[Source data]

▶

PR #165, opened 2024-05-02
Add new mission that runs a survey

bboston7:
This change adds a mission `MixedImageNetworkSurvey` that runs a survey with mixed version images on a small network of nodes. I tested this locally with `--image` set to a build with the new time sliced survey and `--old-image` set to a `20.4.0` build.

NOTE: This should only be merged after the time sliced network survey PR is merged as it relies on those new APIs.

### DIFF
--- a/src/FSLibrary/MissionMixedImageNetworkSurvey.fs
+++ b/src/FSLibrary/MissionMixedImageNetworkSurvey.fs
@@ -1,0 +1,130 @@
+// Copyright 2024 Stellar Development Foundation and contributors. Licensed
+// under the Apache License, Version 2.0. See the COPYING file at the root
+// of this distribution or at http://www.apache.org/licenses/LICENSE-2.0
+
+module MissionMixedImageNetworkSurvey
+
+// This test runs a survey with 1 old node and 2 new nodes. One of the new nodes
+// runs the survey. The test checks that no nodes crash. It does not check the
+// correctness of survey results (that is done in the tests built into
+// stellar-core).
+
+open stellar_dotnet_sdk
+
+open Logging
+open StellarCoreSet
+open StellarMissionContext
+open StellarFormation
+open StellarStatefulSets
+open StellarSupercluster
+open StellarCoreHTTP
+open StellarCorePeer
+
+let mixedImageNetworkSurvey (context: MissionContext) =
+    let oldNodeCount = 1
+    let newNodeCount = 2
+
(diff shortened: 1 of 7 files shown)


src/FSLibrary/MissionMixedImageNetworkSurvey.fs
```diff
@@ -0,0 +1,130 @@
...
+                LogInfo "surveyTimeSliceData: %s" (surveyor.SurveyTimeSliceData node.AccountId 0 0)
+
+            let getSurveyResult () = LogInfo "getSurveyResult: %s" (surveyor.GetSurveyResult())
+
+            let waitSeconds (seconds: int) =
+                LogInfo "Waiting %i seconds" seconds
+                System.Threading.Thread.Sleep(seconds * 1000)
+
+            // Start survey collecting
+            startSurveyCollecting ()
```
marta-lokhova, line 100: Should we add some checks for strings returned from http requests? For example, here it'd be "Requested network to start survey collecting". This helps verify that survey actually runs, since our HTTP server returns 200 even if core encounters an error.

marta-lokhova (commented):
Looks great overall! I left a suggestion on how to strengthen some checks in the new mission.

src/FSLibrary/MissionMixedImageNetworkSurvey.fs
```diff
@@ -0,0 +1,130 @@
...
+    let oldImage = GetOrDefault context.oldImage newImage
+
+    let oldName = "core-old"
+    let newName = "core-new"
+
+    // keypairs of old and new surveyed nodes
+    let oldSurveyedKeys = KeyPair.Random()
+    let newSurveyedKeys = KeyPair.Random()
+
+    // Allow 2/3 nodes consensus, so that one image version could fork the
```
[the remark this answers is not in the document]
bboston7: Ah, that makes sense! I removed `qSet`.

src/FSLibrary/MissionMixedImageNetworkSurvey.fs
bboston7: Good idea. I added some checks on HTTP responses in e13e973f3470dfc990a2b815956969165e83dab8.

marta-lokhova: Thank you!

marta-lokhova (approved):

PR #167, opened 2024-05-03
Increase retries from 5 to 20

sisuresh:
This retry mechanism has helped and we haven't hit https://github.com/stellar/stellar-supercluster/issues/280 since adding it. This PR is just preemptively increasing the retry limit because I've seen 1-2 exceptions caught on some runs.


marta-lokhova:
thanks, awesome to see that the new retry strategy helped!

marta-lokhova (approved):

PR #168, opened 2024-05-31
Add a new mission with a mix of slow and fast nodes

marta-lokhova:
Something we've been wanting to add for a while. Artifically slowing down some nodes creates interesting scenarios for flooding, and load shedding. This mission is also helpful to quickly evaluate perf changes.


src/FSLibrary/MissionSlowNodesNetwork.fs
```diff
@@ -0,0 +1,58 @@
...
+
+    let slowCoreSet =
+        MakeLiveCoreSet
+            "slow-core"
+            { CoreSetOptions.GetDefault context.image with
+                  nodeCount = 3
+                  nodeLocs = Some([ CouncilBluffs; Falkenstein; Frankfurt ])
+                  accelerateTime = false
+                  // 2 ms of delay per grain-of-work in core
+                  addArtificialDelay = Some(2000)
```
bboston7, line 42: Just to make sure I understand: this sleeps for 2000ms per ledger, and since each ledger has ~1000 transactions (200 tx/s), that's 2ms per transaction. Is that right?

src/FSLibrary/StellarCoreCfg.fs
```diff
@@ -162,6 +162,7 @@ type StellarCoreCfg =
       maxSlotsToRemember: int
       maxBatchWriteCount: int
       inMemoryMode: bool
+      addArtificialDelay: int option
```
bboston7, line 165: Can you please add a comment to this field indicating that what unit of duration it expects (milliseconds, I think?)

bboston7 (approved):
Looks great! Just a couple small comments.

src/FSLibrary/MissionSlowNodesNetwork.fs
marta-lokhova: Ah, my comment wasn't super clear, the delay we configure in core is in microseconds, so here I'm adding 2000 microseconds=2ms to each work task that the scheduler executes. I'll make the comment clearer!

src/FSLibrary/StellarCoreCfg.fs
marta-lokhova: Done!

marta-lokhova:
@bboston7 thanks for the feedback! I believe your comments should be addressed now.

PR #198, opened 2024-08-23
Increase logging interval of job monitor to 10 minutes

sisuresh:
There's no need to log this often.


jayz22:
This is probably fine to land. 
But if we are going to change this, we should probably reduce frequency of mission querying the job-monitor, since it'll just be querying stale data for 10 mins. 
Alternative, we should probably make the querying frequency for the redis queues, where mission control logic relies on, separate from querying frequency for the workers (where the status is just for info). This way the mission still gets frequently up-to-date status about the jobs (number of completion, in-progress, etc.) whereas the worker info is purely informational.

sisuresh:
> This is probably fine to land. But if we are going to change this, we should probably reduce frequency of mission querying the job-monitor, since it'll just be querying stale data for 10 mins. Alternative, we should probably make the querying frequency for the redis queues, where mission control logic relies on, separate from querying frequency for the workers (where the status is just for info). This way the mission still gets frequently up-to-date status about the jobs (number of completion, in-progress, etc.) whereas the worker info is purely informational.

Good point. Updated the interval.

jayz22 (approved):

◀
▶

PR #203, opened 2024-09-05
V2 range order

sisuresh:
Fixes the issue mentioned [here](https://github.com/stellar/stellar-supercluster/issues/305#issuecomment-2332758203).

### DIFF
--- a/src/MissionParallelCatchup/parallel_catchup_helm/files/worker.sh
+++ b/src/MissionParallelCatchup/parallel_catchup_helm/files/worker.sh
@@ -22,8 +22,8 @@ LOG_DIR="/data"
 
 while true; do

◀

_Task to complete:_
Each line of the data that holds "helped" should be reported.

_Written answer:_
This retry mechanism has helped and we haven't hit https://github.com/stellar/stellar-supercluster/issues/280 since adding it. This PR is just preemptively increasing the retry limit because I've seen 1-2 exceptions caught on some runs.
thanks, awesome to see that the new retry strategy helped!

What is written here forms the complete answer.